Monday, January 10, 2011

The Guru's BlogPoll Ballot (Final)

The Guru's final BlogPoll ballot of 2010. With notes and tidbits below:


* After some debate on whether TCU or Auburn was more deserving to be No. 1, the Guru settled on the Tigers because of the superior strength of schedule. On balance, the Horned Frogs performed better in the bowl game than Auburn did, but the body of work over the course of the season favored Auburn.

* Every BCS conference team with no fewer than four losses was considered, as were non-BCS conference teams with three or fewer losses. Ultimately, only four of those teams were left out.

* Final conference breakdown: SEC (5), Big 12 (5), Mountain West (4), Big Ten (3), Pac-10 (2), WAC (2), ACC (2), CUSA (2). None for the Big East, MAC, Sun Belt and independents.

* Auburn started out of the top 25, made the ballot in Week 2 and steadily moved up since. This marks the first and only time Auburn is No. 1 on my ballot.

* TCU is the only team that stayed in the top 5 the entire season. The Frogs were No. 5 on the preseason ballot and rose to as high as No. 2, but never No. 1.
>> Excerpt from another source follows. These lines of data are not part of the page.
PR #3099, opened 2025-09-25
Convert TraceDiff component from class to functional component

ghost:
- Resolves part of #2610

## Description of the changes
- Convert `TraceDiff.tsx` from class to functional component.

- unit tests

## Checklist

### DIFF
--- a/packages/jaeger-ui/src/components/TraceDiff/TraceDiff.test.js
+++ b/packages/jaeger-ui/src/components/TraceDiff/TraceDiff.test.js
@@ -296,6 +296,28 @@ describe('TraceDiff', () => {
       expect(graphWrapper).toBeInTheDocument();
       expect(graphWrapper).toHaveStyle(`top: ${TOP_NAV_HEIGHT}px`);
     });
+
+    it('setGraphTopOffset with different height', () => {
+      const mockHeight = 50;
+      const expectedTop = TOP_NAV_HEIGHT + mockHeight;
+
+      // Mock clientHeight to trigger the state update
+      Object.defineProperty(HTMLDivElement.prototype, 'clientHeight', {
+        configurable: true,
+        value: mockHeight,
+      });
+
+      const { container, rerender } = render(<TraceDiffImpl {...defaultProps} />);
+      rerender(<TraceDiffImpl {...defaultProps} />);
+
+      const graphWrapper = container.querySelector('.TraceDiff--graphWrapper');
+      expect(graphWrapper).toHaveStyle(`top: ${expectedTop}px`);
+
+      Object.defineProperty(HTMLDivElement.prototype, 'clientHeight', {
+        configurable: true,
+        value: 0,
+      });
+    });
   });
 
   describe('mapStateToProps', () => {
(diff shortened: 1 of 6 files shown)


packages/jaeger-ui/src/components/TraceDiff/TraceDiff.test.js
```diff
@@ -88,6 +90,10 @@ describe('TraceDiff', () => {
   const getUrlSpyMockReturnValue = 'getUrlSpyMockReturnValue';
   let getUrlSpy;
 
+  const renderWithRouter = component => {
+    return render(<MemoryRouter>{component}</MemoryRouter>);
+  };
```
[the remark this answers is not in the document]
ghost: I have tried but `MemoryRouter` creates its own router context that provides the real `useNavigate` hook, which takes precedence over our mock. So even though we mocked `useNavigate`, the component was actually using the real implementation from `MemoryRouter`

ghost:
> ❌ Patch coverage is `93.75000%` with `2 lines` in your changes missing coverage. Please review.

These 2 lines cannot be covered through testing because the condition `graphTopOffset !== newGraphTopOffset` is impossible to trigger.
The callback depends on `graphTopOffset` in its dependency array, so when `graphTopOffset` changes, a new callback is created. This means `graphTopOffset` and `newGraphTopOffset` are always equal when the callback runs.
Root cause is: we can't change `graphTopOffset` without triggering a new callback, but the new callback will always have the updated `graphTopOffset` value.

packages/jaeger-ui/src/components/TraceDiff/TraceDiff.tsx
```diff
@@ -13,7 +13,7 @@
 // limitations under the License.
 
 import * as React from 'react';
-import { History as RouterHistory } from 'history';
```
yurishkuro, line 16: why can we not separate removal of history from functional component upgrade?

yurishkuro: and what is replacing `history` ?

ghost: > why can we not separate removal of history from functional component upgrade?

yes, it can be done separately

ghost: > and what is replacing `history` ?

Are you referring to the wording here?

yurishkuro (dismissed):

yurishkuro:
is there a way not to regress the overall coverage?

packages/jaeger-ui/src/components/TraceDiff/TraceDiff.tsx
```diff
@@ -76,90 +72,96 @@ function syncStates(
...
+  traceDiffState,
+  fetchMultipleTraces,
+  forceState,
+  history,
+}: TStateProps & TDispatchProps & TOwnProps) {
+  const [graphTopOffset, setGraphTopOffset] = React.useState(TOP_NAV_HEIGHT);
+  const headerWrapperElmRef = React.useRef<HTMLDivElement | null>(null);
+
+  const setGraphTopOffsetCallback = React.useCallback(() => {
+    if (headerWrapperElmRef.current && headerWrapperElmRef.current.clientHeight !== undefined) {
```
ghost, line 89: line 98 (`setGraphTopOffset(TOP_NAV_HEIGHT);`) was unreachable in the original code. The condition `if (headerWrapperElmRef.current)` was always true because the ref gets set during render. This means the else branch (line 98) was never executed, so it couldn't be tested. 
Now after the addition of this extra check (`headerWrapperElmRef.current.clientHeight !== undefined`), we can test the else part (`setGraphTopOffset(TOP_NAV_HEIGHT);`).

yurishkuro (approved):

PR #3100, opened 2025-09-27
Remove the history instance from the App component

ghost:
- Work towards #2531

## Description of the changes
- This pr is work towards removing of history package because neither `react-router-dom v6` nor `v7` recommends it.

- It's safe to remove the `history` instance from this component because React router's `Redirect` component handles navigation internally using the router's built-in history mechanism, not our custom `history` instance. When we remove the `history` prop and switch to `BrowserRouter`, React Router automatically falls back to using the browser's `window.history` api. The `Redirect` component works with any router that provides a history context, and our test (`should handle root path redirect`) prove this by verifying that when users visit the root path `/`, they correctly see the `SearchTracePage` component rendered.

- unit tests

## Checklist

### DIFF
--- a/packages/jaeger-ui/src/components/App/index.jsx
+++ b/packages/jaeger-ui/src/components/App/index.jsx
@@ -14,7 +14,7 @@
 
 import React, { Component } from 'react';
 import { Provider } from 'react-redux';
-import { Route, Redirect, Switch, Router } from 'react-router-dom';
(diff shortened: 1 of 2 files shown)


yurishkuro:
please explain in the description why you're removing it, why is it safe to remove.

ghost:
> please explain in the description why you're removing it, why is it safe to remove.

Done, explanation added in the description

yurishkuro (approved):
Thanks for good description!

* Oregon and Boise State are the only other teams that stayed in the top 10 all season. The Ducks were No. 9 in the preseason, moved to No. 1 for Week 6 and stayed there until the final ballot. The Broncos were No. 3 in the preseason and finished No. 6.

* Ohio State, the preseason No. 1, finished No. 8. Of the 25 teams on my preseason ballot, 13 finished in the top 25.

* Texas (No. 2), Florida (No. 7) and Iowa (No. 8) were in the preseason top 10 but failed to finish in the final top 25. The Longhorns, in fact, finished with a losing season at 5-7.

* In all, 50 teams made the ballot throughout the season.

* Other teams considered for the final ballot: Maryland, N.C. State, West Virginia, Northern Illinois.